Candidate Obama's Sense Of Urgency

Dem. Says He's Not In A Hurry To Run, But Wants To Tackle Problems

Last Updated Nov 15, 2009 8:00 PM EST

One thing you can say with certainty about Illinois Sen. Barack Obama is that there has never been another presidential candidate like him.

He has a foreign sounding name that rhymes with "Osama," his middle name is Hussein, and he has admitted to using marijuana and cocaine as a teenager. Racially he is half black, half white, and in terms of political experience, green.

With just seven years in the state legislature, and two in the United States Senate, it would be easy to dismiss him, were it not for the fact that he is running second in the polls behind Hillary Clinton for the Democratic nomination. On Saturday, 17,000 people braved frigid weather to watch him declare his candidacy in Springfield Ill., where correspondent Steve Kroft joined him on the eve of his speech.



"Three years ago, you were a state legislator here in Springfield. What makes you think that you're qualified to be president of the United States?" Kroft asks.

"You know, I think we're in a moment of history where probably the most important thing we need to do is to bring the country together and one of the skills that I bring to bear is being able to pull together the different strands of American life and focus on what we have in common," Obama replies

Obama says he has no doubts that he's ready to run. Asked where he gets all this confidence, the senator jokes, "My wife asks me that all the time.

As he gave 60 Minutes a tour of the old Illinois capitol where Abraham Lincoln served in the legislature and delivered the House Divided speech, there was much for Obama to be confident about. At age 45, he is one of only three black senators since Reconstruction, the first African-American President of the Harvard Law Review, a professor of constitutional law at the University of Chicago, and the author of two best selling books.

He is ambitious and just daring enough to invite comparisons to one of the few American presidents, who was elected with even less political experience than he has: Abraham Lincoln.

"He grew into the presidency in ways that I think no body would have anticipated," Obama tells Kroft.

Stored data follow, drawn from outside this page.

PR #501, opened 2023-02-17
Read `party_i` from on-chain storage

shekohex:
**Summary of changes**
- Reads `party_i` from the on chain storage instead of recalculating it.
- Prints the party index for easier debugging.

Closes


drewstone (approved):
LG

PR #502, opened 2023-02-17
Remove the wrong assumption about `party_i` in Offline Stages

shekohex:
**Summary of changes**
- Removed the `assert_eq!` check.

> OfflineStages takes a different party_i than the one used in the keygen, there is one additional index that is used in generating OfflineStages, for example, we may choose signers like `{1,3,4,5}` and if my `party_index = 1`, then there’s another index (`offline_i`) I use which is `0` (in that case).


drewstone:
Can you change the naming of this parameter here so we don't confuse them? Please refer to what it is in MP-ECDSA lib.

PR #1113, opened 2022-04-18
Doc updates for Swift

tipabu:
Note that actually _using_ Swift as a backend seems to be currently busted -- I've been hacking on it to get it working, though.


cooperlees (approved):
Awesome. As you can tell, I've never used swift ... So I appreciate the PR here a lot. @techalchemy is the author of all this, but have not heard from him in a long time.

PR #1115, opened 2022-04-30
Remove deprecated --use-feature=in-tree-build in CI

ichard26:
pip now always does in-tree builds, see also https://github.com/pypa/pip/pull/11001


cooperlees (approved):
Thanks - I don't even know why we did it ...

PR #1116, opened 2022-04-30
Add pip-audit to pre-commit

cooperlees:
- Add checking our deps for vulnerabilities to CI

### DIFF
--- a/.pre-commit-config.yaml
+++ b/.pre-commit-config.yaml
@@ -46,3 +46,5 @@ repos:
 
 ci:
   autofix_prs: false
+  # Leave pip-audit to only run locally and not in CI
+  skip: [pip-audit]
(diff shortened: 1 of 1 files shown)


cooperlees:
https://github.com/pre-commit/pre-commit/issues/2368 - Asking if this can be fixed or if I just move running pre-commit back to a GitHub action.

ichard26:
I echo Anthony's sentiments how this is better as a regular GHA job. Internet performance of contributors is not guaranteed and while not many people are contributing here anyway, that just means pip-audit won't be run often or regularly. IMO it would be better put this in its own workflow that runs daily and on changes to the requirement files.

cooperlees:
I can never win with pre-commit. I just went to use it cause it seems what the open source world uses. I dislike it in general and would rather move everything out of pre-commit to be honest.

PR #1120, opened 2022-05-01
CI Tweaks + Fixes + Doc Update

cooperlees:
- Contributing Docs updated
- Remove "lint" from tox.ini
  - We were running py3 twice due to this - This should 1/2 "Run Unittests" step time for each OS
- Make tox run `pytest` with `--strict-markers`
- Set asyncio strict mode in pytest.ini as it's going to be default soon
  - I don't know how to fix the asyncio warnings tho - e.g. getting running loop in `__init__`

### DIFF
--- a/docs/CONTRIBUTING.md
+++ b/docs/CONTRIBUTING.md
@@ -18,6 +18,8 @@ Please make sure you system has the following:
 
 - Python 3.8.0 or greater
 - git client
+- docker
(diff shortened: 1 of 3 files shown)


cooperlees:
Ok, cause of using `test_runner.py` and tox supplying py3 we were not running twice. I just did locally cause I ran `tox` directly with no environment set (via ENV Var or cli)

PR #1122, opened 2022-05-02
Add PEP629 Version to Simple API HTML

### LINKED ISSUE #1121: Add PEP629 Simple API Version into generated HTML
PEP 629 1.0's PEP 503's version of the simple API. Lets add that into the files we generate to uphold the standard.

Today it's just adding:
```html
  <meta name="pypi:repository-version" content="1.0">
```
- In the <head> section of the simple HTML

cooperlees:
- Add 1.0 to our HTML to indicate we only support that
- Make a static class variable for version number so it will be easy to update in our two write locations
- Update test expectations to see it work how we want

Fixes #1121

### DIFF
--- a/CHANGES.md
+++ b/CHANGES.md
@@ -2,6 +2,7 @@
 
 ## Other
 
+- Add PEP 620 header to Simple API HTML `PR #X`
 - Add S3 Docker Image building `PR #1092`
 - Move Docker containers to Python 3.10 `PR #1092`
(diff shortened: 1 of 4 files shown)


brettcannon (commented):
I can't actually provide an explicit review state, but LGTM!

cooperlees:
> I can't actually provide an explicit review state, but LGTM!

Guessed as much. Already released.

Issue #1134, opened 2022-06-13
Update to GitHub action actions/setup-python@v4 broke docs build


cooperlees:
Lets debug and fix. 
- Example Fail: https://github.com/pypa/bandersnatch/runs/6871377009?check_suite_focus=true
- PR introducing fail: https://github.com/pypa/bandersnatch/pull/1132
  - I think it was missed as we don't always run doc_build unless certain files are changed ... Maybe we should add the docs yaml config too

cooperlees:
Seems this has also broke our dependency vulnerability check: https://github.com/pypa/bandersnatch/runs/6874663934?check_suite_focus=true
- I think I'll roll back today until we workout what the issue is

ichard26:
The problem is that version 4 doesn't have a default Python version. You have to specify the version either inline in the YAML or in a file.

PR #1135, opened 2022-06-14
Specify Python version in CI

ichard26:
actions/setup-python starting with version 4 doesn't have a default Python version. Also remove useless conditional in doc_build.

Fixes GH-1134.

### DIFF
--- a/.github/workflows/doc_build.yml
+++ b/.github/workflows/doc_build.yml
@@ -9,14 +9,14 @@ on:
 jobs:
   lint:
     name: html + linkcheck build
-    if: github.event_name == 'push' || github.event.pull_request.head.repo.full_name != github.repository
-
     runs-on: ubuntu-latest
     steps:
     - uses: actions/checkout@v3
 
     - name: Set up latest Python
       uses: actions/setup-python@v4
+      with:
+        python-version: "*"
 
     - name: Install latest pip, setuptools + tox
       run: |
--- a/.github/workflows/pypi_upload.yml
+++ b/.github/workflows/pypi_upload.yml
@@ -14,6 +14,8 @@ jobs:
 
     - name: Set up Python
       uses: actions/setup-python@v4
+      with:
+        python-version: "*"
 
     - name: Install latest build, twine
       run: |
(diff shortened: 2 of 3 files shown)


.github/workflows/doc_build.yml
```diff
@@ -9,14 +9,14 @@ on:
...
-    if: github.event_name == 'push' || github.event.pull_request.head.repo.full_name != github.repository
-
     runs-on: ubuntu-latest
     steps:
     - uses: actions/checkout@v3
 
     - name: Set up latest Python
       uses: actions/setup-python@v4
+      with:
+        python-version: "*"
```
cooperlees, line 19: Does * mean latest available?

hugovk: I don't find `*` documented at https://github.com/actions/setup-python. They have:

```yml
python-version: '3.x' # Version range or exact version of a Python version to use, using SemVer's version range syntax
```

For the Black PR, I saw one of the [other workflows](https://github.com/psf/black/blob/6c1bd08f16b636de38b92aeb2e0a1e8ebef0a0b1/.github/workflows/upload_binary.yml#L39) already had `*` so I copied and pasted from there!

That was added in https://github.com/psf/black/pull/2260 in commit [psf/black@`2fcc183` (#2260)](https://github.com/psf/black/pull/2260/commits/2fcc183a07e703c8d6166a7bf533a463a885beb9), and there's no docs reference. Maybe @felix-hilden remembers where it came from? Lucky guess?

cooperlees: Stuff works so we can merge and make better if we learn :D Thanks!

cooperlees (approved):

.github/workflows/doc_build.yml
felix-hilden: The [doc](https://docs.github.com/en/actions/automating-builds-and-tests/building-and-testing-python#using-a-specific-python-version) is linked in the PR! But the gist is: it's a SemVer range, so indeed the latest. `3.x` would not allow Python 4 versions, which obviously is a *huge* issue 😉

"I know I haven't spent a lot of time learning the ways of Washington. But I've been there long enough to know that the ways of Washington must change," the senator told the crowd during his announcement speech.

On Saturday in Springfield he began a campaign that seems to have morphed out of his latest book tour.

Propelled by the media hungry for a fresh face and a good story, he has graced the covers of Time and Newsweek, the pages of Men's Vogue, and has been endorsed by Oprah.

But it has also been driven by his personal charisma and an ability to connect with people, especially young people, that is rarely seen in American politics.

He has challenged the post baby boom generation to cast aside its cynicism of politics and engage the system. In a speech at George Mason University earlier this month, he evoked Martin Luther King.

"The arc of the moral universe is long, but it bends towards justice. It bends towards justice," he told the students. "But here's the thing, young people, it doesn't bend on its own. It bends in that direction because you decide you're gonna stand up to a war that should have never been waged. It bends because you decide that we need a healthcare system for all Americans."

On the campaign trail he is routinely received like a rock star, a far cry from the way he is treated in the corridors of power in Washington, where he is 88th on the Senate's list of seniority.

"I wanna read you a quote from The St. Petersburg Times. 'The world is too complex and dangerous for this likeable, charismatic, African American neophyte to practice on-the-job training,'" Kroft reads.

Asked why he is in such a hurry to run, Obama tells Kroft, "You know the truth is I'm not. We have a narrow window to solve some of the problems that we face. Ten years from now, we may not be in a position to recover the sense of respect around the world that we've lost over the last six years. Certainly, when you look at our energy policy and environment and the prospects of climate change, we've gotta make some decisions right now. And so I feel a sense of urgency for the country."